Accordingly, by virtue of section 66(1), the directors of company now derive their power to manage the business of a company directly from statue and are no longer required to look to the articles for this power. The implication of section 66(1) is that, unless a company’s memorandum of incorporation provides otherwise, the directors are now empowered to exercise all powers and to do whatever is reasonably necessary for the carrying on and management of the business and affairs of a company on whose board they serve.
In order to enable the board to effectively exercise their newly found power with minimal involvement and interference from shareholders, the New Act also allocates certain other additional powers to the board, which, under the Old Act, were reserved for members sitting in a general meeting.
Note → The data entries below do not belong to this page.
Issue #707, opened 2019-03-01
Snackbar is missing `open` prop for dynamic open/closing


moog16:
Currently there is no way to open/close snackbar without adding/removing from the dom. I propose that we use an `open` prop to allow for dynamic open/close:

```
<Snackbar open={isOpen} />
```

moog16:
fixed by #708

PR #708, opened 2019-03-01
snackbar: dynamic open

aluminick:
added missing componentDidUpdate for dynamic opening


packages/snackbar/index.tsx
```diff
@@ -153,6 +153,14 @@ export class Snackbar extends React.Component<Props, State> {
       this.foundation.open();
     }
   }
+  componentDidUpdate(prevProps: Props) {
+    const {open} = this.props;
+    if (prevProps.open !== open) {
+      if (open) {
+        this.foundation.open();
+      }
```
lucasecdb: shouldn't you call `this.foundation.close()` on an else clause?

moog16:
fixes https://github.com/material-components/material-components-web-react/issues/707

packages/snackbar/index.tsx
moog16: Correct...we need the `this.foundation.close(reason)`. I suspect we would also want a `closedReason` prop that gets passed to `reason` in the close method. I'm open to other ideas too.

lucasecdb: we could use the prop with a default of the dismissed value from the mdc snackbar, what do you think?

lucasecdb: [this one](https://github.com/material-components/material-components-web/blob/master/packages/mdc-snackbar/constants.ts#L40).

aluminick: @lucasecdb I don't think we need to call `this.foundation.close()` because the `foundation` is aware when the snackbar is closed. So why not just utilize the `notifyClosed` method of the `adapter` and use the `onClose` prop to update the component's `isOpen` state. Something like this:
```js
const Component = () => {
  const [isOpen, setIsOpen] = useState(false)
  return (
    <Snackbar open={isOpen} onClose={() => setIsOpen(false)} />
  )
}
```
This method is from the `Dialog` component and I think this makes sense.

lucasecdb: oh, right. but what if the user set the `open` to false _before_ the foundation actually auto-closes the snackbar?

aluminick: @lucasecdb sorry, my bad. Now I understand what you mean.

moog16: The use case is if someone wants to programmatically close the snackbar before it automatically closes. I've attached a [patch](https://stackoverflow.com/questions/5159185/create-a-git-patch-from-the-changes-in-the-current-working-directory/15438863#15438863) to add on to the screenshot tests. 

[snackbar.patch.zip](https://github.com/material-components/material-components-web-react/files/2937257/snackbar.patch.zip)

test/unit/snackbar/index.test.tsx
```diff
@@ -52,6 +52,13 @@ test('renders stacked actions', () => {
   wrapper.unmount();
 });
 
+test('#componentDidUpdate calls foundation.open if props.open is true', () => {
```
moog16: please add the opposite case for foundation.open = false

packages/snackbar/index.tsx
aluminick: @moog16 I've applied the patch. I didn't event know this thing exists. thanks :)
I just called foundation.close with an empty argument if open prop is false.

moog16: Can you add another prop for the reason? I'm thinking something like:
```
const {reason} = this.props;
...
this.foundation.close(reason)
```

moog16:
@aluminick just checking in to see what the status of this PR is.

packages/snackbar/index.tsx
aluminick: @moog16 Sure. Sorry for the late replies. I'll push the update you need in a moment.

packages/snackbar/index.tsx
```diff
@@ -38,6 +38,7 @@ export interface Props {
   leading?: boolean;
   stacked?: boolean;
   open?: boolean;
+  reason?: string;
```
moog16: @aluminick please add this prop to the readme

moog16:
Update golden.json snackbar entry to `3da3c11708088eb563f403f808e0db4d45096e8a098700f95bfcfca13b1c2773`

These include the power to increase and decrease the number of authorised shares and the classifying or reclassifying of unissued shares , approving share issues and authorising share buybacks.
Our courts have previously held that inherent in the directors’ power to manage a company’s business as conferred under the articles is the power to stop the trading activities or other operations of a company however, the courts have held that this power does not extent to the power to bring an application for the winding up of a company. The courts have held that, in the absence of a provision to the contrary in the articles, that power cannot be exercised by directors. Importantly therefore, section 81(1)(d) of the New Act specifically gives directors a right to apply for the winding up of a company on certain limited grounds.
Although the directors have been given significantly more scope under the New Act to manage the business and affairs of a company, in doing so, the directors must comply with their fiduciary duties (which have now been codified into the New Act) and other duties under the New Act. Amongst other things, the New Act requires that directors exercise their powers and perform their functions in good faith, for a proper purpose, in the best interest of the company and with reasonable degree of care skill and diligence. Accordingly, directors are accountable to the company and the members in respect of their increased powers. Section 77 of the New Act lists the instances where directors may be held personally liable should they fail to comply with their duties and should such failure result in the company suffering loss or damage. In addition, under section 218(2) of the New Act, directors also face the risk of being personally liable to any person who suffers loss or damage as a result of their contravention of any provision of the New Act.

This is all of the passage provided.